§ TO DO
Can you give all the records again without altering a single character?

§ PROVIDED RECORDS
PR #1940, opened 2026-03-19
print: add auto-scale api

lbaudin:
Add an auto-scale api so as apps can scale to the printable area. This is commonly used when printing, either for images, or for documents that have different paper size (such as printing slides to A4 paper).

See [papers#564](https://gitlab.gnome.org/GNOME/papers/-/issues/564) for instance.

Related to https://gitlab.gnome.org/GNOME/xdg-desktop-portal-gnome/-/merge_requests/256

### DIFF
--- a/data/org.freedesktop.portal.Print.xml
+++ b/data/org.freedesktop.portal.Print.xml
@@ -18,7 +18,7 @@
       to print the formatted document. It is expected that high-level toolkit
       APIs such as GtkPrintOperation will hide most of this complexity.
 
-      This documentation describes version 4 of this interface.
+      This documentation describes version 5 of this interface.
   -->
   <interface name="org.freedesktop.portal.Print">
     <!--
@@ -69,6 +69,13 @@
           Whether it makes sense to return "selection" for the ``print-pages`` setting.
 
           This option was added in version 4.
+
+        * ``has_automatic_scale`` (``b``)
+
+          Whether the app can deal with automatic scale settings, i.e. ``fit`` or ``shrink``
+          to printable area, as specified in the auto-scale parameter.
+
+          This option was added in version 5.
 
         The @settings and @page_setup vardict contain hints for the initial state of the print dialog.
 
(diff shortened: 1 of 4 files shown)


lbaudin:
ping? @Sodivad @matthiasclasen

jadahl:
Cc: @tillkamppeter

lbaudin:
Updated with latest repository structure, still up for review :)

data/org.freedesktop.portal.Print.xml
```diff
@@ -135,6 +142,10 @@
 
           The scale in percent.
 
+        * ``auto-scale`` (``s``)
```
tillkamppeter, line 145: Best is to allow here the settings possible for the IPP attribute `print-scaling`: `auto`, `auto-fit`, `fill`, `fit`, `none`. Or what is actually reported back from the printer (can be sub-set).

tillkamppeter:
I do not know exactly what is needed to add a parameter to a porta API, but it makes all sense to add this parameter so that the print dialog displays the option on how to scale a document for being printed into the output page frame, and displays the option only if the print job can actually get scaled, cropped, and padded.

§ PROBLEM SOLUTION
PR #1940, opened 2026-03-19
print: add auto-scale api

lbaudin:
Add an auto-scale api so as apps can scale to the printable area. This is commonly used when printing, either for images, or for documents that have different paper size (such as printing slides to A4 paper).

See [papers#564](https://gitlab.gnome.org/GNOME/papers/-/issues/564) for instance.

Related to https://gitlab.gnome.org/GNOME/xdg-desktop-portal-gnome/-/merge_requests/256

### DIFF
--- a/data/org.freedesktop.portal.Print.xml
+++ b/data/org.freedesktop.portal.Print.xml
@@ -18,7 +18,7 @@
       to print the formatted document. It is expected that high-level toolkit
       APIs such as GtkPrintOperation will hide most of this complexity.
 
-      This documentation describes version 4 of this interface.
+      This documentation describes version 5 of this interface.
   -->
   <interface name="org.freedesktop.portal.Print">
     <!--
@@ -69,6 +69,13 @@
           Whether it makes sense to return "selection" for the ``print-pages`` setting.
 
           This option was added in version 4.
+
+        * ``has_automatic_scale`` (``b``)
+
+          Whether the app can deal with automatic scale settings, i.e. ``fit`` or ``shrink``
+          to printable area, as specified in the auto-scale parameter.
+
+          This option was added in version 5.
 
         The @settings and @page_setup vardict contain hints for the initial state of the print dialog.
 
(diff shortened: 1 of 4 files shown)


lbaudin:
ping? @Sodivad @matthiasclasen

jadahl:
Cc: @tillkamppeter

lbaudin:
Updated with latest repository structure, still up for review :)

data/org.freedesktop.portal.Print.xml
```diff
@@ -135,6 +142,10 @@
 
           The scale in percent.
 
+        * ``auto-scale`` (``s``)
```
tillkamppeter, line 145: Best is to allow here the settings possible for the IPP attribute `print-scaling`: `auto`, `auto-fit`, `fill`, `fit`, `none`. Or what is actually reported back from the printer (can be sub-set).

tillkamppeter:
I do not know exactly what is needed to add a parameter to a porta API, but it makes all sense to add this parameter so that the print dialog displays the option on how to scale a document for being printed into the output page frame, and displays the option only if the print job can actually get scaled, cropped, and padded.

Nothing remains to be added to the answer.